Lou Gehrig's Disease Health Article

Definition

Lou Gehrig's disease, or amyotrophic lateral sclerosis (ALS), is a neurodegenerative disease of unknown cause that breaks down tissues in the nervous system and affects the nerves responsible for movement. Its common name comes from the professional baseball player whose career was ended because of it.

Description

Lou Gehrig's disease is a disease of the motor neurons, those nerve cells reaching from the brain to the spinal cord (upper motor neurons) and the spinal cord to the peripheral nerves (lower motor neurons) that control muscle movement. In Lou Gehrig's disease, for unknown reasons, these neurons die, leading to a progressive loss of the ability to move virtually any of the muscles in the body. The disease affects "voluntary" muscles, those controlled by conscious thought, such as the arm, leg, and trunk muscles. Lou Gehrig's disease, in and of itself, does not affect sensation, thought processes, the heart muscle, or the "smooth" muscle of the digestive system, bladder, and other internal organs. Most sufferers retain function of their eye muscles, as well.

"Amyotrophic" refers to the loss of muscle bulk, a cardinal sign of ALS. "Lateral" indicates one of the regions of the spinal cord affected, and "sclerosis" describes the hardened tissue that develops in place of healthy nerves. Lou Gehrig's disease affects approximately 50,000 people in the United States, with about 5,000 new cases each year. The onset usually begins between the ages of 40 and 70, although younger onset is possible. Men have a slightly higher chance of developing the disease than women.

Causes

The symptoms of Lou Gehrig's disease are caused by the death of motor neurons in the spinal cord and brain. Normally, these neurons convey electrical messages from the brain to the muscles to stimulate movement in the arms, legs, trunk, neck, and head. As motor neurons die, the muscles cannot be moved as effectively, and weakness results. In addition, lack of stimulation leads to muscle wasting, or loss of bulk. Involvement of the upper motor neurons causes spasms and increased tone in the limbs, and abnormal reflexes. Involvement of the lower motor neurons causes muscle wasting and twitching (fasciculations).

Although many causes of motor neuron degeneration have been suggested for Lou Gehrig's disease, none has yet been proven responsible.

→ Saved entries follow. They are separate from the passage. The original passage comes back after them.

PR #620, opened 2022-05-18
change core to core_deku; format codes

lykimq:
The folder `core` has the same name with the library `Core` of JaneStreet. It will conflict when using the `core_bench` for benchmarking.

Format codes by adding space between functions, make it easier to read codes.


lykimq:
> The thing is, some of us have a pretty strong opinion on what line should be blank or not. I don't (but I wish this would be enforced by ocamlformat), but I have to ask for other persons' opinion here.

Yes, I agree on the ocamlformat. If we get opinion to favor it, then I can split this work in ocamlformat and the changing of core -> deku_core into 2 PRs.

PR #686, opened 2022-06-10
Change Ticket table representation

Zett98:
## Problem

Right now we use a simple Map of {deku_key_hash;ticket_id}  -> Amount.t to store information about ticket ownership on deku. 
## Solution
In this pr i change the representation of the ledger,  to:
```ocaml 
type t = Amount.t Map.M(Ticket_id).t Map.M(Address).t
```
This will greatly simplify ticket  ownership transfers when you pass them to and from contracts during execution or origination
### E.g: 
   passing 5 tickets from implicit account into originated contract's storage: 
   
   we only touch the senders submap of tickets when transferring them to the contract/changing the amounts, and this is nice because we don't need to manipulate the whole table at once.
   
   When executing the contract with tickets in it's storage we can just use the submap of said contract from the ticket_table to pass them to ticket_transition table alongside tickets passed in argument position by user, again touching only the submap of user and submap of contract
   
Also i added the Ticket_transition_table to be used by smart-contracts when operating on tickets to ensure their linearity during execution.

### DIFF
--- a/src/core_deku/ticket_table.ml
+++ b/src/core_deku/ticket_table.ml
@@ -12,14 +12,14 @@ module Tickets = struct
   let singleton ~ticket ~amount =
     Ticket_map.of_seq (Seq.return (ticket, amount))
 
-  let merge t ~ticket ~amount =
-    let merger option ~amount =
+  let join t ~ticket ~amount =
+    let join option ~amount =
       let value = Option.fold ~none:amount ~some:Amount.(( + ) amount) option in
       value in
     Ticket_map.update ticket
       (fun x ->
-        let merged = merger ~amount x in
-        Option.some merged)
+        let joined = join ~amount x in
+        Option.some joined)
       t
 
   let get_and_remove t ~ticket ~to_take =
@@ -67,7 +67,7 @@ let balance t ~sender ~ticket =
 
 let update_or_create ~amount ~ticket t =
   Option.fold
-    ~some:(fun x -> Tickets.merge ~amount ~ticket x)
+    ~some:(fun x -> Tickets.join ~amount ~ticket x)
     ~none:(Tickets.singleton ~amount ~ticket)
     t
   |> Option.some
--- a/src/core_deku/ticket_table.ml
+++ b/src/core_deku/ticket_table.ml
@@ -1,0 +1,113 @@
+open Helpers
+
+module Tickets = struct
+  module Ticket_map = Map.Make_with_yojson (Ticket_id)
+
+  type t = Amount.t Ticket_map.t [@@deriving yojson]
+
+  let get_balance t ~ticket = Ticket_map.find_opt ticket t
+
+  let to_seq map = Ticket_map.to_seq map
+
+  let singleton ~ticket ~amount =
+    Ticket_map.of_seq (Seq.return (ticket, amount))
+
+  let merge t ~ticket ~amount =
+    let merger option ~amount =
+      let value = Option.fold ~none:amount ~some:Amount.(( + ) amount) option in
+      value in
+    Ticket_map.update ticket
+      (fun x ->
+        let merged = merger ~amount x in
+        Option.some merged)
+      t
+
+  let get_and_remove t ~ticket ~to_take =
+    match
+      Ticket_map.update ticket
+        (function
+          | Some amount ->
+            let () =
+              let compared = Amount.compare amount to_take in
+              if compared >= 0 then () else failwith "error" in
+            if Amount.equal amount to_take then
+              None
+            else
+              Some Amount.(amount - to_take)
+          | None -> failwith "error")
+        t
+    with
+    | _ as x -> Ok x
+    | exception Failure _ -> Error `Insufficient_funds
+
+  let get_and_remove_many t tickets =
+    let fetched =
+      List.fold_left_ok
+        (fun (lst, m) (ticket, amount) ->
+          let%ok m = get_and_remove m ~ticket ~to_take:amount in
+          let lst = Seq.cons (ticket, amount) lst in
+          Ok (lst, m))
+        (Seq.empty, t) tickets in
+    fetched
+
+  let empty = Ticket_map.empty
+
+  let is_empty = Ticket_map.is_empty
+end
+
+module Address_map = Map.Make_with_yojson (Address)
+
+type t = Tickets.t Address_map.t [@@deriving yojson]
+
+let empty = Address_map.empty
+
+let balance t ~sender ~ticket =
+  let%some map = Address_map.find_opt sender t in
+  Tickets.get_balance ~ticket map
+
+let update_or_create ~amount ~ticket t =
+  Option.fold
+    ~some:(fun x -> Tickets.merge ~amount ~ticket x)
+    ~none:(Tickets.singleton ~amount ~ticket)
+    t
+  |> Option.some
+
+let deposit t ~destination ~ticket ~amount =
+  Address_map.update destination (update_or_create ~amount ~ticket) t
+
+let update t ~sender ~submap =
+  if Tickets.is_empty submap then
+    Address_map.remove sender t
+  else
+    Address_map.add sender submap t
+
+let transfer t ~sender ~destination ~ticket ~amount =
+  let%ok map =
+    Address_map.find_opt sender t |> Option.to_result ~none:`Insufficient_funds
+  in
+  let%ok map = Tickets.get_and_remove ~ticket ~to_take:amount map in
+  let t = update t ~sender ~submap:map in
+  let t = Address_map.update destination (update_or_create ~amount ~ticket) t in
+  Ok t
+
+let withdraw t ~sender ~ticket ~amount =
+  let%ok map =
+    Address_map.find_opt sender t |> Option.to_result ~none:`Insufficient_funds
+  in
+  let%ok map = Tickets.get_and_remove ~ticket ~to_take:amount map in
+  let t = update t ~sender ~submap:map in
+  Ok t
+
+let take_tickets t ~sender ~tickets =
+  let%ok map =
+    Address_map.find_opt sender t |> Option.to_result ~none:`Insufficient_funds
+  in
+  let%ok tickets, map = Tickets.get_and_remove_many map tickets in
+  let t = update t ~sender ~submap:map in
+  Ok (tickets, t)
+
+let take_all_tickets t ~sender =
+  let map =
+    Address_map.find_opt sender t |> Option.value ~default:Tickets.empty in
+  let tickets = Tickets.to_seq map in
+  (tickets, Address_map.remove sender t)
--- a/src/core_deku/ticket_table.mli
+++ b/src/core_deku/ticket_table.mli
@@ -1,0 +1,35 @@
+type t [@@deriving yojson]
+
+val empty : t
+
+val balance : t -> sender:Address.t -> ticket:Ticket_id.t -> Amount.t option
+
+val deposit :
+  t -> destination:Address.t -> ticket:Ticket_id.t -> amount:Amount.t -> t
+
+val transfer :
+  t ->
+  sender:Address.t ->
+  destination:Address.t ->
+  ticket:Ticket_id.t ->
+  amount:Amount.t ->
+  (t, [> `Insufficient_funds]) result
+
+val withdraw :
+  t ->
+  sender:Address.t ->
+  ticket:Ticket_id.t ->
+  amount:Amount.t ->
+  (t, [> `Insufficient_funds]) result
+
+val take_tickets :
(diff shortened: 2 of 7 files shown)


src/core_deku/ticket_table.ml
```diff
@@ -0,0 +1,106 @@
...
+    fetched
+
+  let fold = Map.fold
+
+  let empty = Map.empty
+end
+
+module Map = Map.Make_with_yojson (Address)
+
+type t = Tickets.t Map.t [@@deriving yojson]
```
renatoalencar, line 62: I think `Tickets` could have a better name, a more descriptive one. But I don't have nothing in mind rn, so not gonna block it.

renatoalencar (approved):
LGTM

d4hines:
@Zett98 I don't fully understand the point of this PR and I don't understand the design choices (e.g. `Ledger.update_table` seems to leak an abstraction here). Let's have a call to walk through it together.

src/core_deku/ticket_table.ml
```diff
@@ -0,0 +1,118 @@
...
+
+  let subtract t ~ticket ~to_withdraw =
+    let%ok _, map = get_and_remove t ~ticket ~to_take:to_withdraw in
+    Ok map
+
+  let fetch t tickets =
+    let fetched =
+      List.fold_left_ok
+        (fun (lst, m) (ticket, amount) ->
+          let%ok amount_available, m =
```
renatoalencar, line 47: I couldn't understand if that's intentional, but `amount_available` is the same as `amount`.

Zett98: removed

src/core_deku/ticket_table.ml
```diff
@@ -0,0 +1,118 @@
...
+    fetched
+
+  let fold = Map.fold
+
+  let empty = Map.empty
+
+  let is_empty = Map.is_empty
+end
+
+module Map = Map.Make_with_yojson (Address)
```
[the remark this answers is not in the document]
Zett98: renamed

src/core_deku/ticket_table.ml
Zett98: renamed

src/core_deku/ticket_transition_table.ml
```diff
@@ -0,0 +1,144 @@
+open Helpers
```
d4hines, line 1: This code seems dead. Remove it for now?

src/core_deku/ticket_table.ml
```diff
@@ -0,0 +1,126 @@
+open Helpers
+
+module Tickets = struct
+  module Ticket_map = Map.Make_with_yojson (Ticket_id)
+
+  type t = Amount.t Ticket_map.t [@@deriving yojson]
+
+  let get_balance t ~ticket = Ticket_map.find_opt ticket t
+
+  let of_seq = Ticket_map.of_seq
```
d4hines, line 10: You don't use this alias.

src/core_deku/ticket_table.ml
```diff
@@ -0,0 +1,126 @@
...
+
+  let singleton ~ticket ~amount =
+    Ticket_map.of_seq (Seq.return (ticket, amount))
+
+  let merge t ~ticket ~amount =
```
d4hines, line 15: Isn't this called "fuse"?

src/core_deku/ticket_table.ml
```diff
@@ -0,0 +1,126 @@
...
+      value in
+    Ticket_map.update ticket
+      (fun x ->
+        let merged = merger ~amount x in
+        Option.some merged)
+      t
+
+  let get_and_remove t ~ticket ~to_take =
+    let%ok amount =
+      Ticket_map.find_opt ticket t |> Option.to_result ~none:`Insufficient_funds
```
d4hines, line 27: Not sure how much this matters but you could move this into `Ticket_map.update` with an exception to catch the `Insufficient_funds` case and turn into a result. Then you're only doing one lookup.

d4hines: If it were anywhere else in Deku I wouldn't even mention it, but you may care about that sort of thing for the VM, not sure.

src/core_deku/ticket_table.ml
```diff
@@ -0,0 +1,126 @@
...
+          | Some amount ->
+            if Amount.equal amount to_take then
+              None
+            else
+              Some Amount.(amount - to_take)
+          | None -> assert false)
+        t in
+    Ok map
+
+  let subtract t ~ticket ~to_withdraw =
```
d4hines, line 45: This seems like an unnecessary aliasing of `get_and_remove`

src/core_deku/ticket_table.ml
```diff
@@ -0,0 +1,126 @@
...
+    let%ok map = get_and_remove t ~ticket ~to_take:to_withdraw in
+    Ok map
+
+  let fetch t tickets =
```
d4hines, line 49: Let's try to have more consistent names. We could rename this to `get_and_remove_many`.

src/core_deku/ticket_table.ml
```diff
@@ -0,0 +1,126 @@
...
+    let fetched =
+      List.fold_left_ok
+        (fun (lst, m) (ticket, amount) ->
+          let%ok m = get_and_remove m ~ticket ~to_take:amount in
+          let lst = Seq.cons (ticket, amount) lst in
+          Ok (lst, m))
+        (Seq.empty, t) tickets in
+    fetched
+
+  let fold = Ticket_map.fold
```
d4hines, line 59: This breaks the invariant we want for this table. 

Instead I suggest we move the `tickets` function from the outer module in here. Then the table module enforces all our invariants, and the outer module simply adds higher level functions.

src/core_deku/ticket_table.ml
```diff
@@ -0,0 +1,126 @@
...
+  let%ok map =
+    Table.find_opt sender t |> Option.to_result ~none:`Insufficient_funds in
+  let%ok tickets, map = Tickets.fetch map tickets in
+  let t = remove_if_empty t ~sender ~submap:map in
+  Ok (tickets, t)
+
+let tickets t ~sender =
+  let map = Table.find_opt sender t |> Option.value ~default:Tickets.empty in
+  let tickets =
+    Tickets.fold
```
d4hines, line 123: See comment above about moving this into the inner `Table` module.

src/core_deku/ticket_table.ml
```diff
@@ -0,0 +1,126 @@
...
+    fetched
+
+  let fold = Ticket_map.fold
+
+  let empty = Ticket_map.empty
+
+  let is_empty = Ticket_map.is_empty
+end
+
+module Table = Map.Make_with_yojson (Address)
```
d4hines, line 66: I think it would be better to stick with the convention used everywhere else in Deku:
```suggestion
module Address_map = Map.Make_with_yojson (Address)
```

src/core_deku/ticket_table.ml
```diff
@@ -0,0 +1,126 @@
...
+  Option.fold
+    ~some:(fun x -> Tickets.merge ~amount ~ticket x)
+    ~none:(Tickets.singleton ~amount ~ticket)
+    t
+  |> Option.some
+
+let deposit t ~destination ~ticket ~amount =
+  Table.update destination (update_or_create ~amount ~ticket) t
+
+let remove_if_empty t ~sender ~submap =
```
d4hines, line 92:
```suggestion
let update t ~sender ~submap =
```
Won't block on this though.

src/core_deku/ticket_handle.mli
```diff
@@ -0,0 +1,15 @@
+type t [@@deriving yojson, ord, eq]
```
d4hines, line 1: This file is is dead, along with `Ticket_transition_table`

src/core_deku/ticket_table.ml
```diff
@@ -0,0 +1,126 @@
...
+  Ok t
+
+let take_tickets t ~sender ~tickets =
+  let%ok map =
+    Table.find_opt sender t |> Option.to_result ~none:`Insufficient_funds in
+  let%ok tickets, map = Tickets.fetch map tickets in
+  let t = remove_if_empty t ~sender ~submap:map in
+  Ok (tickets, t)
+
+let tickets t ~sender =
```
d4hines, line 120: This should be called `take_all_ticket` for consistency with `take_tickets`.

src/core_deku/ticket_table.mli
```diff
@@ -0,0 +1,34 @@
...
+  (t, [> `Insufficient_funds]) result
+
+val withdraw :
+  t ->
+  sender:Address.t ->
+  ticket:Ticket_id.t ->
+  amount:Amount.t ->
+  (t, [> `Insufficient_funds]) result
+
+val tickets : t -> sender:Address.t -> (Ticket_id.t * Amount.t) Seq.t * t
```
d4hines, line 25: nitpick that I won't block on: would be nice if mli function order is in same order as implementation.

src/core_deku/ticket_table.ml
```diff
@@ -0,0 +1,126 @@
...
+type t = Tickets.t Table.t [@@deriving yojson]
+
+let empty = Table.empty
+
+let balance t ~sender ~ticket =
+  let%some map = Table.find_opt sender t in
+  Tickets.get_balance ~ticket map
+
+let update_tickets t ~sender ~tickets =
+  if Seq.is_empty tickets then
```
d4hines, line 77: This function seems weird to me. 

Either you're depositing tickets, in which case just use `deposit` directly.

Or you're just garbage collecting `Table.remove`. If that's necessary, why not do it automatically when you withdraw all the tickets? If it's not necessary, why do it at all?

d4hines (changes requested):
It's much better but I still see some weird things in the abstractions provided by `Ticket_table` and its inner `Table` module (which i think should be renamed). Also we should delete some dead code - should be added as part of a separate PR. Atomic commits make reviewing the changes much easier since you can focus on one change at a time.

src/core_deku/ticket_table.ml
Zett98: join

src/core_deku/ticket_table.ml
Zett98: changed

src/core_deku/ticket_table.ml
Zett98: removed

src/core_deku/ticket_table.ml
Zett98: changed

src/core_deku/ticket_table.ml
Zett98: changed

src/core_deku/ticket_handle.mli
Zett98: removed

src/core_deku/ticket_table.ml
Zett98: when you transfer all of your tickets from one deku account to another one, reference to the old one inside the ticket table should be deleted, to not keep old empty entries in the map

d4hines: I don't get it - isn't this addressed by my second bullet point?

But I see the code is removed. Resolving.

src/core_deku/ticket_table.ml
d4hines: Ok, so can we rename to `join` then?

src/core_deku/ticket_table.ml
```diff
@@ -0,0 +1,113 @@
...
+
+module Tickets = struct
+  module Ticket_map = Map.Make_with_yojson (Ticket_id)
+
+  type t = Amount.t Ticket_map.t [@@deriving yojson]
+
+  let get_balance t ~ticket = Ticket_map.find_opt ticket t
+
+  let to_seq map = Ticket_map.to_seq map
+
```
d4hines, line 11:
```suggestion
```
This is dead code that isn't used. It's also not really useful as an alias in this case.

src/core_deku/ticket_table.mli
```diff
@@ -0,0 +1,35 @@
...
+  t ->
+  sender:Address.t ->
+  tickets:(Ticket_id.t * Amount.t) list ->
+  ((Ticket_id.t * Amount.t) Seq.t * t, [> `Insufficient_funds]) result
+
+val take_all_tickets :
+  t -> sender:Address.t -> (Ticket_id.t * Amount.t) Seq.t * t
+
+(* val update_tickets :
+   t -> sender:Address.t -> tickets:(Ticket_id.t * Amount.t) Seq.t -> t *)
```
d4hines, line 35:
```suggestion
```
Dead code.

Results of recent research have implicated toxic molecular fragments known as free radicals. Some evidence suggests that a cascade of events leads to excess free radical production inside motor neurons, leading to their death. Why free radicals should be produced in excess amounts is unclear, as is whether this excess is the cause or the effect of other degenerative processes. Additional agents within this toxic cascade may include excessive levels of a neurotransmitter known as glutamate, which may overstimulate motor neurons, thereby increasing free-radical production, and a faulty detoxification enzyme known as SOD–1, for superoxide dismutase type 1. The actual pathway of destruction is not known, however, nor is the trigger for the rapid degeneration that marks Lou Gehrig's disease. Further research may show that other pathways are involved, perhaps ones even more important than this one. Autoimmune factors or premature aging may play some role, as could viral agents or environmental toxins.

Two major forms of ALS are known: familial and sporadic. Familial Lou Gehrig's disease accounts for about 10% of all Lou Gehrig's disease cases. As the name suggests, familial Lou Gehrig's disease is believed to be caused by the inheritance of one or more faulty genes. About 15% of families with this type of Lou Gehrig's disease have mutations in the gene for SOD–1. SOD–1 gene defects are dominant, meaning only one gene copy is needed to develop the disease. Therefore, a parent with the faulty gene has a 50% chance of passing the gene along to a child. Sporadic Lou Gehrig's disease has no known cause. While many environmental toxins have been suggested as causes, to date no research has confirmed any of the candidates investigated, including aluminum and metal dental fillings. As research progresses, it is likely that many cases of sporadic Lou Gehrig's disease will be shown to have a genetic basis, as well. A third type, called Western Pacific Lou Gehrig's disease occurs in Guam and other Pacific islands. This form of the disease combines symptoms of both ALS and Parkinson's disease.